We have started parallelizing the algorithm using a shared memory model with OpenMP. All of the graphs are based on the total computation time, which includes both transformation and reconstruction. Detailed timing results can be found in the spreadsheet via this link.

All curves demonstrate a consistent upward trend as the number of threads increases, which means our implementation scales well so far, and that the per-thread workload is balanced. This also suggests that the 12 available cores in the current system haven’t saturated the full parallel potential of the program.

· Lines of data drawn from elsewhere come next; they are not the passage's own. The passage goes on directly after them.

PR #1775, opened 2024-07-27
feat(rust): support simd convert utf16 to utf8

urlyy:
## What does this PR do?
For the conversion from UTF-16 to UTF-8, a SIMD method based on AVX/SSE/NEON instruction sets was added on the basis of #1730 , and benchmarks were written.

referencing 
- https://github.com/simdutf/simdutf/blob/master/src/westmere/sse_convert_utf16_to_utf8.cpp
- https://github.com/simdutf/simdutf/blob/master/src/haswell/avx2_convert_utf16_to_utf8.cpp
- https://github.com/simdutf/simdutf/blob/5c1a86887010cd2b4d648049c4d73de81a026341/src/arm64/arm_convert_utf16_to_utf8.cpp
- https://github.com/simdutf/simdutf/blob/master/src/tables/utf16_to_utf8_tables.h

## Related issues
- #1547 
- #1730 

## Benchmark
In local machine benchmark , simd approach seems to be Two to Three times faster than normal approach. But when handling with surrogate pair, algorithm will use fall_back (normal) way, in this case simd approach is worse than normal way.

### DIFF
--- a/rust/fury/Cargo.toml
+++ b/rust/fury/Cargo.toml
@@ -36,6 +36,9 @@ thiserror = { default-features = false, version = "1.0" }
 name = "simd_bench"
 harness = false
 
+[[bench]]
+name = "simd_utf16_to_utf8"
+harness = false
 
 [dev-dependencies]
 criterion = "0.5.1"
--- a/rust/fury/benches/simd_utf16_to_utf8.rs
+++ b/rust/fury/benches/simd_utf16_to_utf8.rs
@@ -1,0 +1,178 @@
+// Licensed to the Apache Software Foundation (ASF) under one
+// or more contributor license agreements.  See the NOTICE file
+// distributed with this work for additional information
+// regarding copyright ownership.  The ASF licenses this file
+// to you under the Apache License, Version 2.0 (the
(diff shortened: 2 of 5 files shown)


urlyy:
I learned the technique used in https://github.com/simdutf/simdutf  , and  implemented in fury.
Here are some questions:
1. Sorry for I can only test on x86 platform. I rely on GitHub CI to debug the logic of the AArch64 version.😢 I can't give the aarch64 benchmark data.
2. There may be a lot of comments. If they are not desired , I will remove them.
3.  I have seen another SIMD code in rust , `string_util.rs`, should I merge it with my code like what has done in `cpp`?
4. As it is helpful to use the precomputing table, I have put it in my code , but takes approximately 1600 lines. Do you have some advice on this? 
5. For better readability, I have used nested mod and divided the various steps into different functions. If this approach is not satisfactory, I am willing to make adjustments。
6. To be honest, I am uncertain whether introducing such an extensive amount of code is justified merely for the purpose of converting UTF to UTF-8. However, I have observed optimizations, particularly for the conversion of 1 UTF-16 to 1, 2, or 3 UTF-8 bytes. This has added complexity。

PR #1877, opened 2024-10-09
feat(kotlin): Introduce kotlin package with stdlib collections and tests

wywen:
## What does this PR do?

This PR adds a base project for Kotlin on the JVM.
- It adds a pom.xml based on the java project.
- Adds a Serializer class that registers base collection classes not covered by the JVM.
- Adds code to test all documented collections in the kotlin stdlib via TestNG.
- Adds register and adds serializers for EmptyList, EmptySet, EmptyMap classes.
- This PR does not handle kotlin `withDefault` wrapper classes, as that requires serializing arbitrary lambdas.

## Related issues

- #683

This PR creates a new fury-kotlin JAR, no documentation yet from the main project.

## Benchmark
N/A


kotlin/README.md
```diff
@@ -0,0 +1,7 @@
+# Apache Fury™ Kotlin
+
+Provides Fury support for Kotlin Serialization on JVM:
```
chaokunyang, line 3: Could we clear that Fury has already support most kotlin types well, it's easy for users to think that fury only support those types

kotlin/README.md
```diff
@@ -0,0 +1,7 @@
...
+
+- stdlib `collection`: `ArrayDeque`, `ArrayList`, `HashMap`,`HashSet`, `LinkedHashSet`, `LinkedHashMap`.
```
chaokunyang, line 5: Seems kotlin `ArrayList` is java `ArrayList`, can we clear classes like this?

wywen: OK! I've split the tested with and implementation section that hopefully clears up the issue!

I plan to add tests for the kotlin primitives. I think out of the box most of them are the same as Java, except for the unsigned types. Then in no particular order I plan to test Array, String, Enum, data class(kotlin equivalent to record) and out of the box stdlib types such as `Pair`, `Triple`.

chaokunyang:
Could you add header for following types?
image

kotlin/README.md
```diff
@@ -0,0 +1,21 @@
+# Apache Fury™ Kotlin
+
+This provides additional Fury support for Kotlin Serialization on JVM:
+
+Most standard kotlin types are already supported out of the box with the default java implementation.
```
chaokunyang, line 5:
```suggestion
Most standard kotlin types are already supported out of the box with the default Fury java implementation.
```

kotlin/README.md
chaokunyang: unsigned types are a java object type instead of primitive type in java. We may need to add supports for those types in future, otherwise the serialization for unsigned types will be slow

wywen:
> Could you add header for following types? image

Done!

chaokunyang (approved):
LGTM, thanks for this awesome work.
We can add serializers for kotlint Range, unsigned int in later PRs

We have yet to find the threshold when the speedup would start to taper off or degrade, which would need to be done on the GHC or PSC machines. We would also likely to be expecting a different speedup trend and scaling behavior once switching to an MPI model due to the different communication pattern and resulting overhead.

Total speedup for easy_2048

alt text

Total speedup for medium_8192

alt text

Total speedup for hard_16384

alt text

Concerns

With the complexity of the algorithm and parallelizing the AWT, we are not very confident to achieve a similar speed up with MPI version, as there would be a lots of design and communication overhead. We will try different orchestrations, and some possible papers or discussions in public to see if we could find some good intuition behind it.

Another difficulty is the size of the test file, which is about 1.6 GB for the hard case. We were able to test it with at most 12 threads in our local computers, but we are not sure if we have access to the PSC, and if we have enough volume for the test files.

The rest of the work would be tuning and fixing the algorithm itself to ensure correctness while trying to achieve the targeting speedup.